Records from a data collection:
========================================

PR #1807, opened 2022-07-28
Jumping Map View

webong:
- Modify the `addPostsToMap` function to accepts a boolean parameter that determines if the status of the received posts
- Avoid looping over geojson layers using the `cluster.addLayers` to set layers to the cluster group

Test this by:
- [ ] The map loads to show all the markers loaded into it, no markers are left outside of the initial view after it finishes loading.
- [ ] When the map has more than 400 points , the view auto-adjusts progressively as points are loaded into it, but it doesn't feel like it's "shaking" or "jumping"

Fixes ushahidi/platform#2265.

Ping @ushahidi/platform

### DIFF
--- a/legacy/app/map/post-view-map.directive.js
+++ b/legacy/app/map/post-view-map.directive.js
@@ -77,32 +77,30 @@ function PostViewMap(PostEndpoint, Maps, _, PostFilters, L, $q, $rootScope, $com
             }
         }
 
-        function addPostsToMap(posts) {
+        function addPostsToMap(posts, shouldFitMapBoundary = true) {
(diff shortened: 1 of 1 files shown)


Ifycode (commented):
Works nice @webong 👍🏽

tuxpiper:
I think it needs another look 😬   I commented in Slack: https://ushahidi.slack.com/archives/CFC4WQG4V/p1659540157443289

tuxpiper (approved):
Ah yes, it was actually so simple :)

tuxpiper:
@AmTryingMyBest this is ready for QA

PR #1808, opened 2022-07-30
Fix: Platform is filtering out USSD messages

Ifycode:
**This pull request makes the following changes**
- Fixes ushahidi/platform#4430

**More on changes made**
- Video 1: https://ushahidi.slack.com/archives/CFC4WQG4V/p1659203074593859
- Video 2: https://ushahidi.slack.com/archives/CFC4WQG4V/p1659203132561779
- Video 3: https://ushahidi.slack.com/archives/CFC4WQG4V/p1659203162753399

**Testing checklist**
- [x] USSD filtering works as expected

Ping @ushahidi/platform


Ifycode:
Ready for review @tuxpiper @webong

tuxpiper:
I've added WhatsApp .

@Ifycode maybe we could make the change to show all the sources selected (checkboxes "ticked") by default?

I would just love if there was a place where we could write that once (`['sms', 'twitter','web', 'email','whatsapp','ussd']`), instead of hard-coding the same array all over the place. Do you think we could do that?

Ifycode:
Ok @tuxpiper please check if the latest commit solves both things you requested for.

tuxpiper:
This looks good :+1: I'm just thinking now that we should be thinking again before merging it into the project trunk, because 99.99% of the users don't have USSD or WhatsApp available.

We'll use it for Uchaguzi for now.

In the future, we should have some way for the backend to tell the frontend which datasources are actually relevant to the deployment.
(cc: @Mh-Asmi for awareness)

tuxpiper:
Converting to draft just to signify that we shouldn't be merging this to develop for now. We should not be releasing it to the wider audience.

legacy/app/common/global/event-handlers.js
```diff
@@ -14,4 +14,6 @@ function (
     $rootScope.toggleModalVisible = function (state) {
             $rootScope.modalVisible = (typeof state !== 'undefined') ? state : !$rootScope.modalVisible;
     };
+
+    $rootScope.sources = ['sms', 'twitter','web', 'email', 'whatsapp', 'ussd'];
```
tuxpiper, line 18: @Ifycode as one last thing to do before we can merge this to trunk branches...

Could this variable come from config.js ? Something like 'enabled_sources' that defaults to SMS, twitter, web and email.

That way we could keep away whatsapp and ussd for now, and only enable them in the few deployments where they are actually used.

tuxpiper (changes requested):

legacy/app/common/global/event-handlers.js
Ifycode: All right @tuxpiper. I will check out how to add it to config.

tuxpiper:
This should be good to proceed after #1825 is merged :+1:

tuxpiper (approved):

tuxpiper (approved):

PR #1816, opened 2022-08-10
Changes on the search to only search upon completion of typing and using the space bar to trigger the search.

chegejohn159:
-

Testing checklist:
- [ ]

Fixes ushahidi/platform#4474 .

Ping @ushahidi/platform


tuxpiper:
Thank you @chegejohn159 ! @Ifycode , could you please review?

tuxpiper:
@chegejohn159  mentioned to me that the use of the spacebar to send the query was taken because there were some security limitations with the use of the Enter key.

@chegejohn159 maybe you would like to talk a bit more about that here, for Mary and QA to take into consideration during review.

chegejohn159:
> @chegejohn159 mentioned to me that the use of the spacebar to send the query was taken because there were some security limitations with the use of the Enter key.
> 
> @chegejohn159 maybe you would like to talk a bit more about that here, for Mary and QA to take into consideration during review.

Hello, I used the spacebar instead of enter key as there was a problem to do with reloading caused by the enter key, I had to prevent default

Ifycode:
Oh, Just seeing this @tuxpiper @chegejohn159. Sorry about this.
 Expect feedback soon.

legacy/app/data/common/post-edit-create/location.directive.js
```diff
@@ -187,11 +187,15 @@ function PostLocationDirective($document, $http, L, Geocoding, Maps, _, Notify,
...
+
         function handleActiveSearch(event) {
-            var del = event.keyCode === 8 || event.keyCode === 46;
-            var letter = event.keyCode > 47 && event.keyCode < 58;
-            var number = event.keyCode > 64 && event.keyCode < 91;
-            if (del || letter || number) {
+            // var del = event.keyCode === 8 || event.keyCode === 46;
+            // var letter = event.keyCode > 47 && event.keyCode < 58;
+            // var number = event.keyCode > 64 && event.keyCode < 91;
+            if (event.keyCode === 32) {
```
Ifycode, line 198: A cool attempt at solving this @chegejohn159 

I have the following comments:
- Even though I see that you added this `<p>Press Space Bar After Typing Location</p>` in the html to direct the user to use the space bar, the problem is that (from experience) many users naturally expect to press enter key in this case based on the norm/convention. Some won't even read what you put there and just assume the feature doesn't work.
- About enter key and reload: It is the default behavior for enter key to reload. It is also a normal thing to use event.preventDefault() to prevent that reload. There is nothing wrong with doing that.

So I'd suggest removing the html instruction you added and use the enter key based on norm or what a user would naturally expect.

Here's what your handleActiveSearch function can look like:

 ```
function handleActiveSearch(event) {
            if (event.keyCode === 13) {
                event.preventDefault();
                $scope.processing = true;
                if ($scope.searchTimeout) {
                    clearTimeout($scope.searchTimeout);
                }
                $scope.searchTimeout = setTimeout($scope.searchLocation, 250);
            }
        }
```

**Review by Ifycode — CHANGES_REQUESTED** [review]

**Comment by chegejohn159** [comment]
@Ifycode 
- We addressed the changes requested. We changed the search to be triggered upon click of the enter key as opposed to the spacebar.

File: legacy/app/data/common/post-edit-create/location.directive.js [hunk 2]
```diff
@@ -187,11 +187,15 @@ function PostLocationDirective($document, $http, L, Geocoding, Maps, _, Notify,
...
+        function test1() {
+            console.log('chege test');
+        }
+
         function handleActiveSearch(event) {
-            var del = event.keyCode === 8 || event.keyCode === 46;
-            var letter = event.keyCode > 47 && event.keyCode < 58;
-            var number = event.keyCode > 64 && event.keyCode < 91;
-            if (del || letter || number) {
+            // var del = event.keyCode === 8 || event.keyCode === 46;
```
Ifycode, line 195: @chegejohn159 You can also clean up the code: remove the comments and remove the test1 function you added earlier. After that, let's see if @tuxpiper is ok with the latest changes.

Also I see some other files apart from the ones you edited. The entire .idea folder. You may want to remove those too.

Ifycode (changes requested):

legacy/app/data/common/post-edit-create/location.directive.js
chegejohn159: Done, removed .idea, removed the comments and the extra function

tuxpiper:
@Ifycode can you please confirm that the changes satisfy your request, and then let QA know they test this one?

Thanks everyone! 🙏

legacy/app/data/common/post-edit-create/location.directive.js
Ifycode: It is not complete @chegejohn159 
Restore the package-lock files too to be on the safe side. The only file you made a change to is the location directive. So when you click on the "Files changed" tab here on this PR, the location directive file should be the only file shown as changed there.
That is what I meant by restoring all other changes.
Once you do this, PR will be approved.

Ifycode:
Sorry @tuxpiper Just seeing this. Left a comment for @chegejohn159 

> It is not complete @chegejohn159 Restore the package-lock files too to be on the safe side. The only file you made a change to is the location directive. So when you click on the "Files changed" tab here on this PR, the location directive file should be the only file shown as changed there. That is what I meant by restoring all other changes. Once you do this, PR will be approved.

tuxpiper:
Dear @chegejohn159 , could you please make the changes asked by @Ifycode above?

Otherwise, we would need to re-create this pull request ourselves and your attribution wouldn't be so strong 🙏

chegejohn159:
@tuxpiper Kindly confirm the requested edits

Ifycode:
@chegejohn159 please send me a dm on Uchaguzi slack channel.

tuxpiper:
@Ifycode what is the status of review for this one? Is it still pending changes?

Ifycode:
Yes @tuxpiper It still has pending changes.
@chegejohn159 was supposed to send a new PR since it looks like the latest requested changes became confusing for him.

tuxpiper:
Closing in favor of #1823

========================================

• _Requirement_: Search the entries for "rootScope" and copy out each line that has it.

• _Worked solution_:
@@ -77,32 +77,30 @@ function PostViewMap(PostEndpoint, Maps, _, PostFilters, L, $q, $rootScope, $com
     $rootScope.toggleModalVisible = function (state) {
             $rootScope.modalVisible = (typeof state !== 'undefined') ? state : !$rootScope.modalVisible;
+    $rootScope.sources = ['sms', 'twitter','web', 'email', 'whatsapp', 'ussd'];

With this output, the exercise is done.